She got her phone out and showed us pictures of a couple who had called their son the same name. Obviously she admired their car, clothes, and seemingly endless plastic surgery and terrible eyebrows. Although she's 40 she's always been a bit superficial.
When he was born we suggested maybe a family name as a middle name? This was rejected by text. We tried for a nickname and received anger. Now 6 months on relations are strained with cancelled visits and not wanting us around.
It has also emerged that other relatives knew her choice of name long before she announced it so publicly to us. "But it always was going to be...." This is very hurtful for us. We have an older grandchild and were much more involved in her upbringing. She had my mother's middle name and a more mainstream first name. I feel we have been played and an understandable surprised reaction used to take offence because we are simply surplus to requirements.

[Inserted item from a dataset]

PR #22301, opened 2025-01-10
ENH: linalg.sqrtm: add structure detection and `assume_a` argument

### LINKED ISSUE #12994: Expose "_sqrtm_triu" as a function
I've encountered a problem where I'd like to find the square root of an upper triangular matrix. (I can provide more specifics if helpful, but this seems like a relatively generic problem users might encounter.)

Allioops Tue 18-Mar-25 13:56:20

More than forty years ago, I was that new mother. We chose to call our little boy by a traditional Scottish name that wasn't often used at the time, but gave him a family name as a middle name to give him a choice in case he didn't like it.

My father was outraged "I'm not calling him that!" he said. Ok, we said - use his middle name, if you want.

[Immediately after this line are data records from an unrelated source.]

PR #22300, opened 2025-01-10
MAINT: remove end year from copyright

SL3333PY:
#### Reference issue

gh-22224

#### What does this implement/fix?

Removed the end year from copyright declarations. 
Updated `LICENSE.txt`, `doc/source/conf.py`.

#### Additional information

N/A

PR #22302, opened 2025-01-11
MAINT: remove unused library import

SL3333PY:
#### Reference issue

Follow-up to #22300

Removed unused library import missed in the previous PR.

#### Additional information

N/A


tupui (approved):
Thanks

dschmitz89:
Unused imports should be picked up by the linter. Have we deactivated that rule?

What happened? My old man came out of the huff and eventually used the chosen name because that's what DS was called. Nowadays, it's a very popular name for boys, with one in every primary school class, it seems.

Why not just accept your DD's choice. You may find Troy's name suits him well.

mabon1 Tue 18-Mar-25 13:50:13

Oh, for goodness sake, it is the parents choice and nowt to do with you. Fancy falling out over a child's name, you must be crackers.

Bea0802 Tue 18-Mar-25 13:49:36

Sorry, but while reading this I've started singing Stingray! Maybe if it's a girl next it'll be Marina. Singing that one now lol.

debbiet1 Tue 18-Mar-25 13:44:45

Just one more thought - think about what the negatives are that you associate with 'Troy'. Name of a Stingray puppet? Too American? Maybe find out more about the city of Troy in Greek mythology (real or mythical - not sure), and try to see the name in a different light?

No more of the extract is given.